The transformation in the Welsh drama business over the last decade has been remarkable. It started in 2005 with the BBC’s decision to base sci-fi series Doctor Who at a new studio complex in Cardiff Bay.

Subsequently Doctor Who spin-offs such as Torchwood and The Sarah Jane Adventures helped build momentum.

Today, Wales is a hive of activity for both domestic and international drama productions. Shows to have been based here include Da Vinci’s Demons, Atlantis and War and Peace. Such is the strength of Wales’ appeal these days that Pinewood decided to build a studio near Cardiff, with 70,000 square feet of shooting space.

Productions to have passed through Pinewood’s new Wales-based complex already include the pilot of US cable channel FX’s big budget period drama The Bastard Executioner (which went on to base the full series run at Dragon Studios near Bridgend).

Pinewood’s entry into the Welsh market came via a partnership with the Welsh government. As part of this alliance, the Welsh government set up a £30 million production fund to support film and TV drama. The hope is that this will generate around £90m for the local economy.

While Cardiff is the hub of the Welsh TV drama business, other parts of the country have benefited from the boom. Da Vinci’s Demons shot in locations such as Swansea, Neath and Port Talbot while Atlantis visited the welsh town of Chepstow.

Another drama that takes great advantage of Welsh locations is Hinterland, shot in and around the Aberystwyth area of Ceredigion.

War and Peace

West Midlands/Birmingham:
Birmingham is a bit overlooked by producers but it does play host to Peaky Blinders for some locations. The dark period drama makes use of the ready made ‘set’ offered by the Black Country Living Museum in Dudley, as well as locations in Birmingham itself.

The area was also home to BBC1 drama WPC 56. Set in 1956, the show explores the chauvinism faced by Gina Dawson, the first female PC to serve in her home town of Brinford. The show uses period locations including the Jewellery Quarter. Birmingham was also the key location for BBC drama Survivors. 


Yorkshire has a superb coastline, beautiful windswept moors and architecturally interesting cities.
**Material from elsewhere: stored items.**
PR #341, opened 2024-10-26
Addition of booleans is currently wrong in iree-compile

rsuderman:
Addition of booleans is performing xor which breaks causal mapping.

### DIFF
--- a/sharktank/sharktank/layers/causal_llm.py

But a key reason it attracts so much production is Screen Yorkshire’s Yorkshire Content Fund, which provides financial support to productions that film in the county. That fund received a boost earlier this year, when Screen Yorkshire secured an additional £7.5m from the European Regional Development Fund (ERDF).

There was more good news for Yorkshire in 2015 following the launch of The Yorkshire Studios, which is located between Leeds and York. The first major production to be based there is ITV’s eight-part drama Victoria, produced by Mammoth Screen.

Mammoth Screen MD Damien Timmer said: “The Yorkshire Studios give us all the space we need for our massively ambitious studio build, are a stone’s throw from Leeds and close to the many fantastic locations which we’ll need to capture the grandeur and opulence that the series demands.’”

Major productions to have been made in Yorkshire recently include Death Comes To Pemberley, The Great Train Robbery, Jonathan Strange & Mr Norrell and Dark Angel.